The diffuse and decentralized nature of the CTJM call for proposals avoids what is otherwise a common strategy: a competition to create a single memorial. The 9/11 international design competition led to fierce battles over who got a say in the architecture of the former World Trade Center site, how the names of victims would be arranged, and whether to include information about the hijackers.

And design contests don’t always result in a popular memorial.
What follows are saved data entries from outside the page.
PR #129, opened 2022-12-16
Warnings

zoep:
Remove warnings. Most of them where redundant imports, unused variables and code, nonexhaustive matches, and shadowing bindings.


msooseth (approved):
Looking good!

PR #143, opened 2022-12-19
Fixing QuickCheck generation so it doesn't generate SMT2 syntax errors

msooseth:
## Description
Fixes name generation for quickcheck fuzzer

Closes https://github.com/ethereum/hevm/issues/139

## Checklist

- [x] tested locally
- [ ] added automated tests
- [ ] updated the docs
- [ ] updated the changelog

### DIFF
--- a/src/hevm/test/test.hs
+++ b/src/hevm/test/test.hs
@@ -2239,6 +2239,7 @@ genNat :: Gen Int
 genNat = fmap fromIntegral (arbitrary :: Gen Natural)
 
 genName :: Gen Text
+-- In order not to generate SMT reserved words, we prepend with "esc_"
 genName = fmap (T.pack . ("esc_" <> )) $ listOf1 (oneof . (fmap pure) $ ['a'..'z'] <> ['A'..'Z'])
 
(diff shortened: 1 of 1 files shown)


src/hevm/test/test.hs
```diff
@@ -2239,7 +2239,7 @@ genNat :: Gen Int
 genNat = fmap fromIntegral (arbitrary :: Gen Natural)
 
 genName :: Gen Text
-genName = fmap T.pack $ listOf1 (oneof . (fmap pure) $ ['a'..'z'] <> ['A'..'Z'])
+genName = fmap (T.pack . ("esc_" <> )) $ listOf1 (oneof . (fmap pure) $ ['a'..'z'] <> ['A'..'Z'])
```
d-xo, line 2242: maybe worth a comment here explaining what the `esc_` is for?

d-xo (approved):
Looks good!

src/hevm/test/test.hs
msooseth: Good point! I add an explanation :)

zoep (approved):

PR #148, opened 2022-12-20
Less SMT queries for equivalence checking through query caching

msooseth:
## Description
This is a rough PR, and needs some help with how I can make this more understandable. So advice welcome how to make this cleaner.

The idea is the following. If we have:

```
if a then if x then y else y
     else z
```

Then if we proved that `a` is UNSAT, then there is no point in checking `a & x`, because `a&x` is UNSAT for sure. Hence, we should cache that `a` was UNSAT. 

We want to have `a` checked before `a&x`, so there should be some order in how we check. I order them according to size, which is not optimal but it's not terrible.

Next we want to have this parallel, because we have K processors. So we need some synchronization for the cache, which is achieved via `STM`. Finally, we want the threads to go through the job in an orderly fashion, not just randomly -- which is what `mapConcurrently` used to do.

Thanks to d-xo  for all the fixes to this, it's WAY cleaner AND better now!

## Checklist

- [x] tested locally
- [ ] added automated tests
- [ ] updated the docs
- [ ] updated the changelog


src/hevm/hevm.cabal
```diff
@@ -176,7 +176,9 @@ library
     smt2-parser                       >= 0.1.0.1,
     word-wrap                         >= 0.5 && < 0.6,
     spool                             >= 0.1 && < 0.2,
-    parsec
+    parsec,
+    stm,
+    spawn
```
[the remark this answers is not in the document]
msooseth: Oh, I see! I didn't understand. OK, it's been fixed, along with `parsec` now!

d-xo:
yes I think this is good to go once merge conflicts are resolved

d-xo:
Oh, also just a little note in the changelog would be great here

msooseth:
@d-xo I had to do a few changes to make sure it works with the latest changes. Can you please do a quick review? I'm sorry, but there were really a lot of changes since and so I had to adjust things. I tried my very best to change the least possible.

hevm.cabal
```diff
@@ -263,5 +263,55 @@ common test-base
...
     vector,
     smt2-parser >= 0.1.0.1,
-    stm,
-    spawn
+    stm >= 2.5.0,
+    spawn >= 0.3,
+    witherable,
+    smt2-parser >= 0.1.0.1
+
+library test-utils
```
d-xo, line 271: I don't understand why this is showing up in the diff?

test/test.hs
```diff
@@ -1795,14 +1796,13 @@ tests = testGroup "hevm"
...
       , testCase "eq-all-yul-optimization-tests" $ do
-        let myVeriOpts = VeriOpts{ simp = True, debug = False, maxIter = Just 5, askSmtIters = Just 20 }
-            ignoredTests =
-                    --[
-                      --"controlFlowSimplifier/terminating_for_nested.yul"
-                    --, "controlFlowSimplifier/terminating_for_nested_reversed.yul"
+        let myVeriOpts = VeriOpts{ simp = True, debug = False, maxIter = Just 5, askSmtIters = Just 20, rpcInfo = Nothing }
+            ignoredTests = [
+                    -- "controlFlowSimplifier/terminating_for_nested.yul"
+                    -- , "controlFlowSimplifier/terminating_for_nested_reversed.yul"
```
d-xo, line 1802: why is this commented out code here?

test/test.hs
```diff
@@ -2001,7 +2001,7 @@ tests = testGroup "hevm"
                     , "fullSuite/extcodelength.yul" -- extcodecopy bug?
                     , "loadResolver/keccak_short.yul" -- keccak bug
                     , "reasoningBasedSimplifier/signed_division.yul" -- ACTUAL bug, SDIV I think?
-                    ]
+                           ]
```
d-xo, line 2004: indentation

hevm.cabal
msooseth: Sorry, was a merge mistake :( Thanks for catching it!

msooseth: Fixed :)

test/test.hs
msooseth: Sorry for this coment ending up in there. With the improvements we made, these actually can be checked. So some got commented out from the list of things that were ignored, but I forgot to actually delete them. Deleted now!

test/test.hs
msooseth: Hm, sorry, this was weird -- GHC complained about the indentation not matching the starting (`[`) bracket. So I moved it to the same column. But now it's happy to move it back. Weird, I'm still confused sometimes about indentation.

msooseth: Fixed!

PR #149, opened 2022-12-21
Tidy less queries

d-xo:
## Description

- Tidies & refactors #148 a bit
- Enables a few more yul equivalence tests

### DIFF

The National World War II Memorial in Washington, D.C., which consists of a large pool and fountains surrounded by grey pillars, has been described as “imperial kitsch,” “the worst kind of authoritarian architecture,” and even reminiscent of “1930s-era fascism.” By avoiding these grandiose structures, CTJM reflects what museum scholar Paul Williams has referred to as the new generation of “counter-monuments.”

Though a permanent monument supported by the city is a long-term goal, CTJM de-emphasizes this aspect. Patten indicates that the group studied past efforts and saw “how some memorials may mark a struggle as ‘over’ or ‘finished.’”

The group is right to avoid a sense of historical closure: Recent reporting from the Guardian indicates that secret police facilities hiding serious abuse and misconduct might still exist in Chicago. A number of people have come forward who claim they were detained for hours at Homan Square, a police warehouse, without access to a lawyer. Some, it’s been reported, were handcuffed to a metal bar to force confessions before their arrest was formally processed or recorded. After these revelations, many locals, especially citizens of color, lament what they call the long history of “the denial of constitutional rights in their city” at the hands of the Chicago Police Department.

As police brutality against people of color receives national media attention, the subject requires the state to look at itself as a perpetrator, something that might hamper official memorializing efforts. In fact, the grassroots model of CTJM may be by design but also by necessity.

If there is never a stone or metal tower dedicated to Chicago torture victims, no triumphant sculpture or building, is that a failure? Doss argues that “a permanent memorial is a form of closure, and I don’t think we’re anywhere near closure on this issue.”

The group, in collaboration with partner organizations, does have at least one major victory under its belt: After being stalled in Chicago’s City Council since 2013, the torture survivors reparations ordinance was discussed by the Council’s finance committee today, where a preliminary agreement on terms was reached.